# discipline d'idée, negative/positive, chercheur, show business, je m'excuse



## badgrammar

I saw a couple of different shows on TRT yesterday and I could have sworn I heard the following words: 

disiplin dide
negativ/positiv
şerşer
şo biznıs
je mekskuz

Is it possible that I heard right?  Could these be the French and English words:

discipline d'idée
negative/positive
chercheur
show business
je m'excuse

Or are my highly untrustworthy ears playing tricks on me?


----------



## Chazzwozzer

This is an interesting thread, badgrammar. 



badgrammar said:


> disiplin dide


Disiplin exists. Dide is not a phrase used in Turkish. Maybe they said "disiplini de" (dicipline, too) and that sounded like  discipline d'idée to your ears.


badgrammar said:


> negativ/positiv


Yes, they are spelled as "negatif" and "pozitif" in Turkish.  





badgrammar said:


> şerşer


Nope, but I wonder what the word was actually. 


badgrammar said:


> şo biznıs


Yes, English spelling is used in Turkish: show business.


badgrammar said:


> je mekskuz


Now that is the most interesting one! Well, we don't say "Je m'excuse" in Turkish, and unfortunately I have no idea on what you have heard is supposed to be!


----------



## badgrammar

Thanx Chazz.  For şerşer, I guess it seemed to fit because it was an interview with a man talking about politics and women in the workforce (I think), and it seemed he could have been talking about research...  I also thought I heard him refer to a University (Bozacigi?).  But I only understood isolated words and phrases, so...

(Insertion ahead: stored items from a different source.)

PR #223, opened 2024-03-19
Fix anchor generation in website partials

JanMa:
We use a custom plugin from upstream to include partials in our MDX docs
which can also contain MDX syntax that needs to be evaluated. The
inclusion needs to happen before the default docusaurus remark plugins
run for them to be able to properly evaluate the contained MDX syntax.

One example where this currently does not work is when we overwrite the
generated anchors of a heading.

**Current status:**
image

**Fixed status:**
image

### DIFF
--- a/website/docusaurus.config.ts
+++ b/website/docusaurus.config.ts
@@ -44,7 +44,7 @@ const config: Config = {
           // Please change this to your repo.
           // Remove this to remove the "edit this page" links.
           editUrl: "https://github.com/openbao/openbao/tree/main/website/",
-          remarkPlugins: [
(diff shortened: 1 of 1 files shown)


cipherboy (approved):
Assuming I'm looking at the right page (/docs/internals/telemetry/metrics/authn/#vault-expire-revoke) I think this looks good!

JanMa:
> Assuming I'm looking at the right page (/docs/internals/telemetry/metrics/authn/#vault-expire-revoke) I think this looks good!

I've added some screenshots to the PR body to show the difference

naphelps (approved):

PR #233, opened 2024-03-26
mark unfinished docs as draft

JanMa:
This has the effect that these docs are only visible when you start a
local development server. Once we decided hat to do regarding the
support of the platforms mentioned in these docs, we can remove the
draft tag.


cipherboy (approved):
Makes sense; I didn't look to see if there's more docs to mark as such.

naphelps (approved):

Issue #234, opened 2024-03-26
Unable to import api / sdk go modules


ollevche:
Hey there!

**Describe the bug**
Running `go get github.com/openbao/openbao/api` results in the following error:

> go: github.com/openbao/openbao/api@upgrade (v1.11.0) requires github.com/openbao/openbao/api@v1.11.0: parsing go.mod:
>         module declares its path as: github.com/hashicorp/vault/api
>                 but was required as: github.com/openbao/openbao/api

**To Reproduce**
1. Init a go module: `go mod init example.test`
2. Run `go get github.com/openbao/openbao/api`
3. See error

**Expected behavior**
OpenBao API go module has been added to project's go.mod as a dependency for further use.

**Environment:**
Clean go module.

**Additional context**
It's possible that Go module proxy server cached the old version of OpenBao API's go.mod (with `github.com/hashicorp/vault/api` specified). It can be resolved by publishing a new go mod version.

ollevche:
To ensure this is a cache problem, you can disable proxy by updating `GOPROXY` via the command: `go env -w GOPROXY=direct`. After that, it imports successfully.

cipherboy:
@ollevche yes, sadly this is a cache issue. Is why I want @naphelps to tag the next alpha as above the past releases. 

When forking, all tags were pushed over and subsequently tagged prior to removal, which has caused issues as we've not yet released. I think perhaps you can do what I did in https://github.com/cipherboy/devbao and pin to a hash in the interim.

ollevche:
thanks for the reply @cipherboy!

Bypassing the go proxy worked for me, but I believe CI could fail later: `GOPROXY="direct" go get github.com/openbao/openbao/api`.

Ideally, you would want to retract older versions, yes. But I think it's fine to simply publish a new one.

BTW when do you plan to release? I'm working on OpenTofu <> OpenBao integration (https://github.com/opentofu/opentofu/issues/1174) and this issue could affect our build process so that's why I'm curious.

nerijus:
Please see https://github.com/openbao/openbao/issues/231#issuecomment-2018939620 about the release.

ollevche:
@nerijus thanks!

naphelps:
@cipherboy I was going to tag the release `v2.20240329.0-alpha`. I am taking other suggestions as well.

cipherboy:
@naphelps 2>1, so that works for me!

naphelps:
[...]

PR #238, opened 2024-03-29
Issue 234: Updating OpenBao Version For Alpha

naphelps:
References: #234

Changes:
- Updates OpenBao to `v2.0.0-alpha20240329`.
- Retracts all prior Vault versions.
- Retracts all prior Vault API versions.
- Retracts all prior Vault SDK versions.
- Added changelog entry.


go.mod
```diff
@@ -354,3 +354,5 @@ require (
 	sigs.k8s.io/structured-merge-diff/v4 v4.2.3 // indirect
 	sigs.k8s.io/yaml v1.3.0 // indirect
 )
+
+retract [v0.1.0, v1.14.9]
```
cipherboy, line 358: Do we want to retract priror API & SDK versions as well, in the respective modules?

naphelps: I will retract those as well.

cipherboy (approved):
CI looks good, but I don't have a laptop to test on at the moment!

PR #239, opened 2024-03-29
Issue-153: Adding a github workflow for handling releases.

naphelps:
References: #153

Changes:
- Added condition check to code-checker workflow to fix merge queues.
- Created a release workflow utilizing GoReleaser.
- Added GPG and Cosign signing support to release artifacts.
- Added alpine image to docker file for riscv64 architecture support.
- Bumped alpine image version to 3.19 from 3.18.
- Bumped UBI version to 9.3 from 8.8.


.github/workflows/code-checker.yml
```diff
@@ -74,6 +74,8 @@ jobs:
     runs-on: ubuntu-latest
     container:
       image: returntocorp/semgrep@sha256:ffc6f3567654f9431456d49fd059dfe548f007c494a7eb6cd5a1a3e50d813fb3
+    # Skip any PR created by dependabot and any check triggered by merge group
+    if: (github.actor != 'dependabot[bot]') && (github.event != 'merge_group')
```
cipherboy, line 78: Not sure I understand the latter half of this. Running on dependabot does seem wasteful (except that we'd want to bump the semgrep hash automagically, perhaps, and would prefer it runs then?) but would we ever have a scenario where PR A passes semgrep and PR B passes semgrep but the combination A+B doesn't? I guess it probably depends on the rules? My 2c., but I'd perhaps leave off the latter.

Dockerfile.release
cipherboy, line 1: This file is unnecessary; `Dockerfile` is already used for release builds by the `build` CI stage. `scripts/docker/Dockerfile` is the build variant.

.goreleaser.yaml
```diff
@@ -0,0 +1,494 @@
...
+    # You may remove this if you don't use go modules.
+    - go mod tidy
+    # you may remove this if you don't need go generate
+    - go generate ./...
+    - make bootstrap
+
+builds:
+  - id: builds-linux
+    ldflags:
+      - -s -w -X main.version={{.Version}} -X main.commit={{.Commit}} -X main.date={{ .CommitDate }}
```
cipherboy, line 22: This generate stripped builds which is incompatible with upstream's binaries which ship debug information. As I commented in https://github.com/hashicorp/vault/issues/21069, several people rely on the debug symbols; I can't remember the name of the product but there's a (popular among a subset of customers) product that instruments binaries in production and aggregates performance and other information.

.goreleaser.yaml
```diff
@@ -0,0 +1,494 @@
...
+    goarch:
+      - amd64
+      - arm
+      - arm64
+      - riscv64
+    goarm:
+      - "6"
+      - "7"
+    ignore:
+      - goos: darwin
```
cipherboy, line 36: `darwin` shouldn't be possible under a linux target unless I'm missing something?

.goreleaser.yaml
```diff
@@ -0,0 +1,494 @@
...
+    mod_timestamp: "{{ .CommitTimestamp }}"
+    skip: false
+  - id: builds-other
+    ldflags:
+      - -s -w -X main.version={{.Version}} -X main.commit={{.Commit}} -X main.date={{ .CommitDate }}
+    env:
+      - CGO_ENABLED=0
+    goos:
+      - darwin
+      #- illumos
```
cipherboy, line 63: `illumos` is commented out, but @siepkes had asked for it. :-)

cipherboy (commented):
Couple of inline comments... I do think the `build` workflow could be updated with riscv support if we want, that was missed in #205.

.goreleaser.yaml
```diff
@@ -0,0 +1,494 @@
...
+      - src: ./.release/linux/package/etc/openbao/openbao.env
+        dst: /etc/openbao/openbao.env
+        file_info:
+          mode: 0644
+      - src: ./.release/linux/package/etc/openbao/openbao.hcl
+        dst: /etc/openbao/openbao.hcl
+        file_info:
+          mode: 0644
+      - src: ./.release/linux/package/usr/lib/systemd/system/openbao.service
+        dst: /usr/systemd/system/openbao.service
```
cipherboy, line 136: Based on `openbao-2.0.0~alpha20240329-1.x86_64.rpm` from https://github.com/openbao/openbao/actions/runs/8482716317, this should be at `/usr/lib/systemd/system/openbao.service`; the **`/lib`** is missing.

naphelps: Good catch, thanks. I will get this fixed.

.goreleaser.yaml
naphelps: Space constraints on the runner. I love to get more in but the runner runs out of disk space currently.

.goreleaser.yaml
naphelps: I copy-pasted the two build ids. I was tinkering around with space available and seeing feasibility of releasing the build paths sequentially.

.goreleaser.yaml
naphelps: Stripping those out then!

.github/workflows/code-checker.yml
naphelps: Per the semgrep project, merge queues are not supported at the moment. This is their workaround to allow the group to function.

cipherboy: Ah, this is sad!

.goreleaser.yaml
naphelps: resolved.

Dockerfile.release
naphelps: I will have to tinker to goreleaser to see if I can get it to separate out the linux binaries like `COPY dist/$TARGETOS/$TARGETARCH/$BIN_NAME /bin/`.

cipherboy: Well, if we're using goreleaser, we should just drop the old build system. No point wasting CI cycles. My 2c.

naphelps: I managed to alter the binary build output from goreleaser to match what the Dockerfile expects for the COPY. Updated the alpine image used with the Makefile to 3.19 as well.

.goreleaser.yaml
naphelps: Made a self-hosted runner. With the additional headroom I was able to add in Illumos, Solaris, BSD, and Arch Linux support.

naphelps:
@cipherboy I think I got all of your in-lines.

.goreleaser.yaml
```diff
@@ -0,0 +1,522 @@
...
+      - goos: windows
+        goarch: riscv64
+      - goos: windows
+        goarch: wasm
+    mod_timestamp: "{{ .CommitTimestamp }}"
+    skip: false
+
+report_sizes: true
+
+nfpms:
```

The "je mekskuz" was in the following program, a sitcom about a Turkish family and their friends and relatives.  One of the guys said it, so perhaps in the same way in English someone might blurt out "qui moi?" or "Olalalalala" in French even though they don't speak the language, it was just a colorful use of another language.


----------



## Binapesi

badgrammar said:


> ... I also thought I heard him refer to a University (Bozacigi?). ...
> 
> The "je mekskuz" was in the following program, a sitcom about a Turkish family and their friends and relatives.  One of the guys said it, so perhaps in the same way in English someone might blurt out "qui moi?" or "Olalalalala" in French even though they don't speak the language, it was just a colorful use of another language.



Yes, there is a university called "The Boğaziçi University" and I want to win the Chemistry major in Boğaiçi at the OSS (The student selecting exam that is going to happen just one week later).

And the programme, if you were watching "Ayrılsak da beraberiz" (even if we divorced, we are still together) it's possible you heard something like "je mekskuz" (I don't know what it means) .. If I am nor mistaken (It's been a very long time since the last time I watched this show) the main character's mother is a half-french and uses French phrases all the time.


----------



## badgrammar

çok çok sağol Keyt.  Evet, sanirim ki bu programi izledim!  So that proabably _is_ what he said!  "Je m'excuse" is French for "I apologize/I'm sorry/excuse me". 

Iyi şanslar with the chemistry major!


----------



## Binapesi

badgrammar said:


> çok çok sağol Keyt.  Evet, sanirim ki bu programi izledim!  So that proabably _is_ what he said!  "Je m'excuse" is French for "I apologize/I'm sorry/excuse me".
> 
> Iyi şanslar with the chemistry major!



İyi şanslar için çok teşekkür ve güzel Türkçe'niz için de çok tebrik ederim


----------



## avok

hi,
I think, you got the sitcoms mixed! In "Ayrılsak da beraberiz", the mother ( hence a "she" ) says some words in French not because she is half French but because she wants to sound more "elite" 
But badgrammar says that "a man" used that French sentence.  I wonder which sitcom it is ...


----------



## Binapesi

avok said:


> hi,
> I think, you got the sitcoms mixed! In "Ayrılsak da beraberiz", the mother ( hence a "she" ) says some words in French not because she is half French but because she wants to sound more "elite"
> But badgrammar says that "a man" used that French sentence.  I wonder which sitcom it is ...



I said it's been a very long time since the last I watched it 
And I think, I skipped that the French speaker was a man.
Don't have any idea which one.. 
Oh, maybe it was "Bizim evin halleri" (What happens in our house (don't know if it's a good translation)). 
Uhmm, no. The one who speaks some French is a woman again. Nope, I give up ..


----------



## Chazzwozzer

*Mod note:*  Since the discussion on using non-Turkish expressions has deepened enough, it has been split to a new thread.


----------